• To do
Among the entries below, find the lines with "tackle" and copy them.

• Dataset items

⟨

Issue #2462, opened 2019-12-10
ZIO Core: Make all effect constructors lazy in all parameters


jdegoes:
All effect constructors (`succeed`, etc.), including those in modules like `Console`, should utilize by-name parameters. The rationale is that people accidentally put side-effects into parameters, and it's better to attempt to make these side-effects lazy than result in confusing behavior.

For pure code, it makes no difference anyway.

```scala
for {
  _ <- blocking(putStrLn(Thread.currentThread().getName))
} yield ()
```

An effect constructor is any method appearing in any companion object that takes simple parameters and returns an effect (`ZIO`, `ZStream`, `ZSink`, `STM`, etc.).

saraiva132:
I can do this

adamgfraser:
Awesome!

saraiva132:
Should a parameter of type `Iterable[ZIO[R1, E, A]]` also be by-name ?

saraiva132:
Effects that get by-name parameters:

- [ ] IO
- [ ] ZIO
- [ ] UIO
- [ ] RIO
- [ ] URIO
- [ ] TASK
- [ ] ZManaged
- [ ] Managed
- [ ] ZStream
- [ ] ZStreamChunk
- [ ] ZSink
- [ ] Pull (ZIO alias)

Methods (Not all effects have all of these methods):

- succeed
- fail
- die/ dieMessage
- effect/effectTotal  
- left/right/some
- fromTry/fromEither/fromOption/ fromFiber.
- halt
- done
- interruptAs
- sleep

Eager variant will add the sufix `Now`. Example `succeedNow`

## Service Modules

-  **Clock**: currentTime and sleep
-  **Console**: putStr and putStrLn
-  **Random**: nextBytes, nextInt, nextLong and nextString
-  **System**: env and property

adamgfraser:
I think this generally seems like a solid plan. A couple of thoughts:

1. We probably don't need `now` variants of all of these methods but only ones that are used in internal combinators with some regularity.
2. I think there are some other combinators that we need to make lazy. `when` in particular has generated several questions.

I would suggest we open a PR with initially a relatively narrow focus, say just `ZIO.scala` as we did with the previous work on `final` methods to see what this looks like in practice and then once we have alignment we can move on to the rest of the codebase.

saraiva132:
[...]

PR #2463, opened 2019-12-11
Make method arguments that are pure values lazy (by-name)

saraiva132:
Initial work towards closing #2462.

I would like to know if I am taking things too far. @jdegoes @adamgfraser 

I do feel I mistook the meaning of effect constructor,


adamgfraser:
@saraiva132 I think I would pull this back a bit. Think of constructors as only methods that exist on the companion object, not the trait, and that don't really do anything more than "lift" the specified value into an effect. So methods like `succeed`, `some`, `fail`, `halt`, and `die` would be constructors that we would want to make lazy, as well as methods like `console.putStrLn`, but `foreachParN` we would not.

saraiva132:
I still need to take a closer look at all of this one, maybe two times. 3 tests were broken for some still unknown reason. After taking a look at a good portion of the codebase I realize there is no fundamental consensus on what is by-name or not. That means that some methods have by-name parameters and others do not, in a seemingly arbitrary fashion, at times. I am trying to normalize it and also clean up some stuff like adding override modifiers or final to methods, while avoiding going overboard.

adamgfraser:
Thanks for diving in and cleaning this up! You are definitely right that we have not been consistent about this in the past. Maybe it would be helpful if you could articulate the principle you are using for deciding which methods should be lazy and potentially a list of them for `ZIO` so we can make sure we are aligned before you do a bunch of work based on that. Then it should be pretty easy to carry that over to other data types.

In particular I noticed that you are making constructors for non-effect types like `Cause` or `Chunk` lazy. These are pure data types so I don't think we need their constructors to be lazy.

saraiva132:
To make things more clear and based on the insights I obtained from what I did so far I would say there are a couple of inconsistencies with the following:

- By name parameters;
- Final methods;
- Overrided methods;
- Final case classes;
- Classes / traits extending AnyVal, Serializable, Product;
- Private definitions in: class / constructor / parameter.

I would like to perhaps get some comments on each and also the rational to why one would make a class final, extends AnyVal, etc etc and perhaps reach a consensus for all this bullet points and clean all of this stuff up, potentially, in a new issue with further PRS along the way.

##Methods that lift pure values to effects

Regarding proposal for **by-name parameters**. It is tricky how far one might take this. This should be any method that takes a pure value and lifts it into an effect. So, in that sense, I do agree that data types like `Exit` and `Cause` should not have any **by-name parameters**. Although, if we follow this rule, then there is some clean-up to do, and I can refer this later on, but there are quite some **by-name parameters** in methods that, if we were to apply this rule, do not make sense.

Effects that should have parameters by-name:
- IO
- ZIO
- UIO
- RIO
- URIO
- TASK
- STM
- ZMANAGED
- MANAGED

Methods:
- Succeed
- Fail
- Die
- Effect
- DieMessage
- Left
- Right
- Some
- fromTry/fromEither/fromOption. **These were already by-name. Why?? Why not halt, for instance? Weird.**

##Methods that proxy pure values to effect lifting method.

@adamgfraser @jdegoes, what about method inside class that take a pure value and return a lifted value by proxying to a ZIO method. 

Example: Promise#succeed

` final def succeed(a: => A): UIO[Boolean] = completeWith(IO.succeed(a))`
or 
` final def succeed(a: A): UIO[Boolean] = completeWith(IO.succeed(a))`

Data types that proxy lifting methods:

- Ref
- RefM
- Promise

##Methods and classes that hold pure values

Last but not least there are data types that hold values that could potentially have side-effects and could be lazily evaluated as well.

Example: Chunk#single

` final def single[A](a: => A): Chunk[A] = Singleton(a)` 
` private case class Singleton[A](a: => A) extends Chunk[A]`

or

`  final def single[A](a: A): Chunk[A] = Singleton(a)` 
`  private case class Singleton[A](a: A) extends Chunk[A]`

Data types that wrap pure values with potential side-effects:

- Chunk
- Cause
- Exit

##Service modules

- **Clock**: `currentTime` and `sleep`
- **Console**: `putStr` and `putStrLn`
- **Random**: `nextBytes`, `nextInt`, `nextLong` and `nextString`
- **System**: `env` and `property`

adamgfraser:
Thanks! This is very helpful. I would say let's scope this PR to "methods that lift pure values to effects" and "service modules".

For "methods that proxy pure values to effect lifting methods" this is definitely something we should look at but let's tackle it separately as part of making sure that combinators on effect traits / classes are appropriately lazy.

For "methods and classes that hold pure values" I don't think there is any value in making these constructors lazy. Even if we made the constructors themselves lazy the data type itself is not lazy so the value would still be evaluated immediately. To change this we would have to change the data types to be lazy (e.g. `final case class Singleton[A](value: () => A) extends Chunk[A]`) which would tank performance. More broadly, these are pure data types so I don't think there can be any expectation that they would manage effects for you or well-defined semantics of what that would mean.

Going back to the first two categories, all of the methods you listed seem like good examples of things that should be by name but is that list comprehensive? For example I didn't see `effectTotal` or `halt` on there.

core/shared/src/main/scala/zio/ZIO.scala
```diff
@@ -92,7 +92,7 @@ sealed trait ZIO[-R, +E, +A] extends Serializable { self =>
     self.sandbox
       .foldM(
         cause => ZIO.fail(cause.squashWith(f)),
-        ZIO.succeed
+        ZIO.succeed(_)
```
regiskuckaertz: Were these breaking compilation? If not, please revert all those changes to minimise the diff.

core/shared/src/main/scala/zio/ZIO.scala
```diff
@@ -418,7 +418,7 @@ sealed trait ZIO[-R, +E, +A] extends Serializable { self =>
    * yielding the value of the first effect to succeed with a value.
    * Losers of the race will be interrupted immediately
    */
-  def firstSuccessOf[R1 <: R, E1 >: E, A1 >: A](rest: Iterable[ZIO[R1, E1, A1]]): ZIO[R1, E1, A1] =
+  final def firstSuccessOf[R1 <: R, E1 >: E, A1 >: A](rest: Iterable[ZIO[R1, E1, A1]]): ZIO[R1, E1, A1] =
```
regiskuckaertz: Same here, let's focus on by-name parameters only, as it is already quite controversial.

core/shared/src/main/scala/zio/ZIO.scala
adamgfraser: I think unfortunately these are necessary because a by name function is different than a by value one to the compiler, so we need to explicitly apply the function.

adamgfraser:
The other thing we need to be careful of here is that the bodies of these functions are also lazy. Making the parameter lazy doesn't do anything if the body needs to immediately evaluate the value. For example:

```scala
def succeed[A](value: => A): ZIO[Any, Nothing, A] =
  ZIO.Succeed(value)

// Not actually lazy because value will be immediately evaluated by constructor
```

To make this lazy we essentially have to make `succeed` an alias for `effectTotal`:

```scala
def succeed[A](value: => A): ZIO[Any, Nothing, A] =
  effectTotal(value)
```

Stepping back, I am wondering whether we need to draw a distinction between constructors that are meant to just be "smart constructors" for certain cases of the `ZIO` algebraic data type versus constructors for importing code into `ZIO`. For example, `fromEither` or `fromOption` would be lazy under this conceptualization versus `succeed` would continue to be eager.

I am worried that we have a lot of uses of say `ZIO.succeed` in various internal methods that are just trying to lift a value into an effect and I don't know if we want to make them all create a new `effectTotal` constructor.

This would on the margin increase the risk that unsafe code would not be imported into and managed by `ZIO`, but perhaps we could encourage more use of the `ZIO` apply constructor for this. One thing that might help along these lines is if we changed the signature for the constructor from:

```scala
def apply[A](a: => A): Task[A]
```

to:

```scala
def apply[A](a: => A): ZIO[Any, Nothing, A]
```

The current constructor is a little irregular in that it returns a `ZIO` with error type fixed to throwable whereas `ZIO` is polymorphic in the error type. I realize the justification is that `Throwable` is the error type that any arbitrary Scala code could throw, but `Task.apply` is already available for this and it forces users to use `effectTotal` for importing arbitrary values into a `ZIO`, which is a long name for something we want to encourage as the default behavior.

core/shared/src/main/scala/zio/ZIO.scala
saraiva132: Yeah, makes sense @regiskuckaertz. This will need be properly split into several PRs focusing and addressing different issues

saraiva132:
I believe this is ready for a review @adamgfraser @regiskuckaertz . To go over the changes made:

Effects that get parameterss by-name:

- IO
- ZIO
- UIO
- RIO
- URIO
- TASK
- ZManaged
- Managed
- ZStream
- ZStreamChunk
- ZSink
- Pull

Methods (Not all effects have all of these methods):

- succeed
- fail
- die/ dieMessage
- effect/effectTotal  
- left/right/some
- fromTry/fromEither/fromOption/ fromFiber.
- halt
- done
- interruptAs
- sleep

## Service Modules

-  **Clock**: currentTime and sleep
-  **Console**: putStr and putStrLn
-  **Random**: nextBytes, nextInt, nextLong and nextString
-  **System**: env and property

## Next work

- Tackle STM. Actually, it seems that making, I believe succeed, parameter by-name breaks tests in a non-obvious way. Interestingly. I will tackle that in a different PR to decrease scope. 
- Normalize final functions
- Normalize overrides 
- Normalize private constructors && private fields

core/shared/src/main/scala/zio/ZIO.scala
```diff
@@ -476,13 +476,16 @@ sealed trait ZIO[-R, +E, +A] extends Serializable { self =>
   /**
    * A more powerful version of `fold` that allows recovering from any kind of failure except interruptions.
    */
-  final def foldCause[B](failure: Cause[E] => B, success: A => B): URIO[R, B] =
+  def foldCause[B](failure: Cause[E] => B, success: A => B): URIO[R, B] =
```
regiskuckaertz: Was this intentional?

core/shared/src/main/scala/zio/ZIO.scala
```diff
@@ -476,13 +476,16 @@ sealed trait ZIO[-R, +E, +A] extends Serializable { self =>
...
     foldCauseM(new ZIO.MapFn(failure), new ZIO.MapFn(success))
 
   /**
    * A more powerful version of `foldM` that allows recovering from any kind of failure except interruptions.
    */
-  def foldCauseM[R1 <: R, E2, B](failure: Cause[E] => ZIO[R1, E2, B], success: A => ZIO[R1, E2, B]): ZIO[R1, E2, B] =
+  final def foldCauseM[R1 <: R, E2, B](
```
regiskuckaertz: Same here?

core/shared/src/main/scala/zio/console/Console.scala
```diff
@@ -52,7 +52,7 @@ object Console extends Serializable {
       /**
        * Prints a line of text to the console, including a newline character.
        */
-      final def putStrLn(line: String): UIO[Unit] =
+      final def putStrLn(line: => String): UIO[Unit] =
         putStrLn(SConsole.out)(line)
 
       final def putStrLn(stream: PrintStream)(line: String): UIO[Unit] =
```
regiskuckaertz: What about this one?

core/shared/src/main/scala/zio/console/Console.scala
```diff
@@ -41,7 +41,7 @@ object Console extends Serializable {
       /**
        * Prints text to the console.
        */
-      final def putStr(line: String): UIO[Unit] =
+      final def putStr(line: => String): UIO[Unit] =
         putStr(SConsole.out)(line)
 
       final def putStr(stream: PrintStream)(line: String): UIO[Unit] =
```
regiskuckaertz: And this one.

streams/shared/src/main/scala/zio/stream/ZStream.scala
```diff
@@ -2626,16 +2629,16 @@ object ZStream extends ZStreamPlatformSpecificConstructors with Serializable {
...
-    def dieMessage(m: String): Pull[Any, Nothing, Nothing]       = UIO.dieMessage(m)
-    def done[E, A](e: Exit[E, A]): Pull[Any, E, A]               = IO.done(e.mapError(Some(_)))
-    def fromPromise[E, A](p: Promise[E, A]): Pull[Any, E, A]     = p.await.mapError(Some(_))
+    def emit[A](a: => A): Pull[Any, Nothing, A]                  = UIO.succeed(a)
+    def fail[E](e: => E): Pull[Any, E, Nothing]                  = IO.fail(Some(e))
+    def halt[E](c: => Cause[E]): Pull[Any, E, Nothing]           = IO.halt(c.map(Some(_)))
+    def die(t: => Throwable): Pull[Any, Nothing, Nothing]        = UIO.die(t)
+    def dieMessage(m: => String): Pull[Any, Nothing, Nothing]    = UIO.dieMessage(m)
+    def done[E, A](e: => Exit[E, A]): Pull[Any, E, A]            = IO.done(e.mapError(Some(_)))
+    def fromPromise[E, A](p: => Promise[E, A]): Pull[Any, E, A]  = p.await.mapError(Some(_))
```
regiskuckaertz: Not sure this one should be lazy.

streams/shared/src/main/scala/zio/stream/ZStream.scala
```diff
@@ -2626,16 +2629,16 @@ object ZStream extends ZStreamPlatformSpecificConstructors with Serializable {
...
     def fromEffect[R, E, A](effect: ZIO[R, E, A]): Pull[R, E, A] = effect.mapError(Some(_))
 
-    def fromTake[E, A](take: Take[E, A]): Pull[Any, E, A] =
+    def fromTake[E, A](take: => Take[E, A]): Pull[Any, E, A] =
```
regiskuckaertz: Same here, these are safe imo.

saraiva132: Thanks. You are right

core/shared/src/main/scala/zio/console/Console.scala
saraiva132: I believe this should be by-name.

core/shared/src/main/scala/zio/console/Console.scala
saraiva132: I believe this should be by-name.

core/shared/src/main/scala/zio/ZIO.scala
saraiva132: This was a typo. I will correct.

core/shared/src/main/scala/zio/ZIO.scala
saraiva132: This was a typo. I will correct.

streams/shared/src/main/scala/zio/stream/ZStream.scala
saraiva132: I believe this should be. I do require a second opinion.

adamgfraser:
@jdegoes Looking at the scope of changes here I am wondering if we need two versions of some of these methods: (1) strict for use in internal combinators and possibly by "power users" and (2) lazy for everyone else.

Making everything lazy basically requires wrapping everything in an `effectTotal` constructor. We frequently use methods like `succeed` or `fail` to just lift a value we know is pure into an effect or implement one method in terms of another. And these methods can get called a lot in something like a stream. So I worry that if we just make everything lazy we're setting ourselves up for another large PR to reimplement the internal versions with a strict combinator, though I haven't done any benchmarking on this.

Should we come up with some naming convention (e.g. `succeed` and `succeedNow`) that we can use so we have both lazy methods for everyday users and strict methods for us or users who are implementing their own combinators and want to be able to do the same thing? Or am I off base with the performance concern?

saraiva132:
My conclusion after working on this is exactly this as well. Wrapping things in effectTotal is meaningless and adds overhead. The best approach seems to make the data types Succeed, fail, etc take by-name (Function0) parameters by default and if we want (we probably do) to keep the ability to eagerly evaluate side-effect free code we can have both options.

regiskuckaertz:
> Should we come up with some naming convention

We used to have `succeed` and `succeedLazy`. I keep looking at this PR and it almost feels like a step back, though I really understand the issue and agree usability sometimes trumps economy of features.

adamgfraser:
That's helpful context. I think the challenge is that if we offer two ways to do something some people are going to do something in the "wrong" way and get unexpected results. So we either just offer the lazy way or we need to strongly carrot people towards doing it the safe way.

Maybe in retrospect what was wrong with `succeed` and `succeedLazy` was that the default was off. `succeed` was strict and you had to do something different and longer to get lazy behavior instead of `succeed` being lazy and you have to do something different to get strict behavior.

reibitto:
I'm also of the opinion that the shorter obvious name should be the "safer" one. Which is why if it's decided that there are going to be 2 versions (for performance reasons or whatever it may be), I think I would prefer succeed/succeedNow over succeed/succeedLazy.

regiskuckaertz:
I think you are both right 👍

saraiva132:
Thanks for your input everyone. I will try to make a proposal today. 🙏

I like the now variants. And this makes it worthwhile for the lazy variants to wrap the class construction with effectTotal. I hope this does not penalizes performance too harshly.

saraiva132:
I will tackle this in separate PRs to minimize impact.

⟩

• Worked solution
For "methods that proxy pure values to effect lifting methods" this is definitely something we should look at but let's tackle it separately as part of making sure that combinators on effect traits / classes are appropriately lazy.
- Tackle STM. Actually, it seems that making, I believe succeed, parameter by-name breaks tests in a non-obvious way. Interestingly. I will tackle that in a different PR to decrease scope. 
I will tackle this in separate PRs to minimize impact.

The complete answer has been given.